How we change what others think, feel, believe and do
The Need to Defend
We seek to protect and defend that which is ours.
Things that we will defend include:
A man leaps to defend his female companion who is insulted by a stranger in a bar, even though the stranger is bigger. Realizing that the man will act recklessly, the stranger backs off.
A branch falls from a tree towards a child. A passing stranger throws himself in the way and gets seriously hurt while saving the child. Later, he says he didn't think -- he just acted instinctively.
We are a possessive species, constantly acquiring new things. We define ourselves partly by what we own. In fact when we own something, it becomes a part of who we are. When others try to take our possessions it as if they are taking a part our selves. It is perhaps unsurprising that we lock up our valuables and detest thieves.
When it comes to our families, evolution adds a whole new level of importance. To lose our mate to another is to lose our chance of breeding.

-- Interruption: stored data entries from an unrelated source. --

PR #196, opened 2018-03-30
feat(asinput): add "isValid" and "validationMessage" props

mikix:
As discussed in IRC, we felt like this was a reasonable way to:
- Let a validator be async
- Let a container have dependencies between children validations (like invalidate child2 when child1 changes)

I decided to ignore these new properties if the older 'validator' property is set to a function.

I didn't modify the storybook, since we already had a validator and the form doesn't look any different than that. But am happy to add one if you folks like.

@arizzitano and @thallada, at least, were interested in this I believe.

### DIFF
--- a/src/asInput/index.jsx
+++ b/src/asInput/index.jsx
@@ -24,6 +24,8 @@ export const inputProps = {
   onChange: PropTypes.func,
   onBlur: PropTypes.func,
   validator: PropTypes.func,
+  isValid: PropTypes.bool,
+  validationMessage: PropTypes.string,
   className: PropTypes.arrayOf(PropTypes.string),
   themes: PropTypes.arrayOf(PropTypes.string),
   inline: PropTypes.bool,
@@ -38,6 +40,8 @@ export const defaultProps = {
   disabled: false,
   required: false,
   validator: undefined,
+  isValid: true,
+  validationMessage: '',
   className: [],
   themes: [],
   inline: false,
@@ -51,10 +55,13 @@ const asInput = (WrappedComponent, inputType = undefined, labelFirst = true) => 
       this.handleBlur = this.handleBlur.bind(this);
 
       const id = this.props.id ? this.props.id : newId('asInput');
+      const isValid = this.props.validator ? true : this.props.isValid;
+      const validationMessage = this.props.validator ? '' : this.props.validationMessage;
       this.state = {
         id,
         value: this.props.value,
-        isValid: true,
+        isValid,
+        validationMessage,
         describedBy: [],
         errorId: `error-${id}`,
         descriptionId: `description-${id}`,
@@ -62,10 +69,23 @@ const asInput = (WrappedComponent, inputType = undefined, labelFirst = true) => 
     }
 
     componentWillReceiveProps(nextProps) {
+      const updatedState = {};
       if (nextProps.value !== this.props.value) {
-        this.setState({
-          value: nextProps.value,
-        });
+        updatedState.value = nextProps.value;
+      }
+      if (nextProps.isValid !== this.props.isValid && !nextProps.validator) {
+        updatedState.isValid = nextProps.isValid;
+      }
+      if (nextProps.validationMessage !== this.props.validationMessage && !nextProps.validator) {
+        updatedState.validationMessage = nextProps.validationMessage;
+      }
+      // If validator goes away, revert to props
+      if (nextProps.validator !== this.props.validator && !nextProps.validator) {
+        updatedState.isValid = nextProps.isValid;
+        updatedState.validationMessage = nextProps.validationMessage;
+      }
+      if (Object.keys(updatedState).length > 0) {
+        this.setState(updatedState);
       }
     }
 
--- a/src/asInput/README.md
+++ b/src/asInput/README.md
@@ -34,5 +34,11 @@ Handles all necessary props that are related to Input typed components.
 ### `validator` (function; optional)
 `validator` specifies the function to use for validation logic if the input needs to be validated. Default is undefined.
 
+### `isValid` (boolean; optional)
+`isValid` specifies whether the current input has validated correctly. Consider updating this from an `onBlur` handler. Only used if `validator` is not specified. The default is true.
+
+### `validationMessage` (string; optional)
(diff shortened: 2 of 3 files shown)


src/asInput/index.jsx
```diff
@@ -67,6 +74,23 @@ const asInput = (WrappedComponent, inputType = undefined, labelFirst = true) =>
           value: nextProps.value,
         });
       }
+      if (nextProps.isValid !== this.props.isValid && !nextProps.validator) {
+        this.setState({
```
jaebradley: If `nextProps.isValid`, `nextProps.validationMessage`, and `nextProps.validator` are all different and `!nextProps.validator` that could trigger up to 3 additional re-renders right?

src/asInput/index.jsx
```diff
@@ -67,6 +74,23 @@ const asInput = (WrappedComponent, inputType = undefined, labelFirst = true) =>
...
+          isValid: nextProps.isValid,
+        });
+      }
+      if (nextProps.validationMessage !== this.props.validationMessage && !nextProps.validator) {
+        this.setState({
+          validationMessage: nextProps.validationMessage,
+        });
+      }
+      // If validator goes away, revert to props
```
jaebradley: Do we need to handle the case where a new validator is defined in `nextProps`?

jaebradley:
@mikix thanks for doing this!

I feel like we should either have validators or use props, but supporting both seems like it adds a decent amount of complexity?

I know this is (another) breaking change, but just a thought.

src/asInput/index.jsx
mikix: @jaebradley that's how React does it? Yeah I can consolidate by updating a dict then setting that as the state. I had assumed React would wait until the JS event loop got back.

src/asInput/index.jsx
mikix: @jaebradley naw. We don't do any revalidation today when a new validator is set. So validator functions currently expect to only update state when they are called onBlur.

mikix:
@jaebradley I'm fine to drop the old validator method. I'll have to read the paragon docs on breaking changes. But I can do that retool if you paragon folks prefer that.

src/asInput/index.jsx
jaebradley: I think so? It's actually pretty unclear from [the docs what the exact batching logic looks like for `setState`](https://reactjs.org/docs/react-component.html#setstate) (something something I guess I *could* read the source-code)

> Think of setState() as a request rather than an immediate command to update the component. For better perceived performance, React may delay it, and then update several components in a single pass. React does not guarantee that the state changes are applied immediately.

> setState() does not always immediately update the component. It may batch or defer the update until later.

> setState() will always lead to a re-render unless shouldComponentUpdate() returns false. If mutable objects are being used and conditional rendering logic cannot be implemented in shouldComponentUpdate(), calling setState() only when the new state differs from the previous state will avoid unnecessary re-renders.

jaebradley:
@mikix here are [the commit message instructions for breaking changes](https://github.com/edx/paragon#breaking-changes) as per our `semantic-release` automated deployment flow.

src/asInput/index.jsx
thallada: Given the additional complexity these checks incur, I'm not really sure it's worth it. Also, why shouldn't it be allowed to initialize an input as invalid but still have a validator? Or, to have a validator function, but then override the valid state in a parent later?

I think that as long as the props are well-documented we should allow updating the isValid props even if there is a validator defined. It might also help to have two stories for InputText: one example to show using just `validator` synchronously , and a second example where validation is done in the parent asynchronously and only `isValid` and `validationMessage` are passed as props.

mikix: I've edited the branch to bundle state changes in a staging dictionary.

mikix:
I fixed the state bundling issue. I'll just merge this in now since both Tyler and I are working on code that needs it. We can deprecate 'validator' separately.

src/asInput/index.jsx
```diff
@@ -51,22 +55,36 @@ const asInput = (WrappedComponent, inputType = undefined, labelFirst = true) =>
...
 
     componentWillReceiveProps(nextProps) {
+      const updatedState = {};
       if (nextProps.value !== this.props.value) {
-        this.setState({
-          value: nextProps.value,
-        });
+        updatedState.value = nextProps.value;
       }
+      if (nextProps.isValid !== this.props.isValid && !nextProps.validator) {
```
jaebradley: All of the next three conditionals are dependent on `!nextProps.validator` - might this be simplified by adding a parent `if (!nextProps.validator)`?

mikix: In my head, I liked this better than nested conditionals, but I could be persuaded if you feel strongly.

src/asInput/index.jsx
```diff
@@ -51,22 +55,36 @@ const asInput = (WrappedComponent, inputType = undefined, labelFirst = true) =>
...
+      }
+      if (nextProps.validationMessage !== this.props.validationMessage && !nextProps.validator) {
+        updatedState.validationMessage = nextProps.validationMessage;
+      }
+      // If validator goes away, revert to props
+      if (nextProps.validator !== this.props.validator && !nextProps.validator) {
+        updatedState.isValid = nextProps.isValid;
+        updatedState.validationMessage = nextProps.validationMessage;
+      }
+      this.setState(updatedState);
```
jaebradley: Nit: probably don't need to trigger a re-render if `updateState` is empty (I'm assuming `this.setState` is not smart like that, but it very well could be).

mikix: Alright, I'm looking at code for this. React had better not be that dumb.

src/asInput/index.jsx
jaebradley: nope, I don't feel strongly!

src/asInput/index.jsx
mikix: Ugh it is that dumb. OK, will fix.

mikix: Fixed.

mikix:
Thanks all for the help with my first Paragon commit! Wooo!

PR #197, opened 2018-03-30
fix(modal): update close button styles

dsjen:
UX requested these updates:
* Updated 'x' to use FA icon and removed background color
* Updated close button styles

screen shot 2018-03-30 at 12 44 58 pm

@edx/fedx-team @abbyluke


dsjen:
@abbyluke -- any feedback?

dsjen:
Got confirmation from @abbyluke offline that this is good!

Even if another person mates with them our position is threatened and we could be saddled with raising another person's child. We also open ourselves to ridicule and risk losing social position unless we react strongly.
And most important of all, we will defend our children, even with our lives. Evolution needs the species to continue and has programmes us to strongly protect and defend our children against all threats.
Evolution also makes us very sensitive to threats, which particularly affect our sense of control. While defending exposes us and may decrease control in the short term, by doing so we assert our ability and so gain longer-term control.
If you connect with people, then if you appear to be in danger they may well want to defend you. This is one of the reasons why we make friends and go out together. You can also provoke defending by exposing a threat to something the other person owns or holds dear. Beware in this of becoming the target of their attack!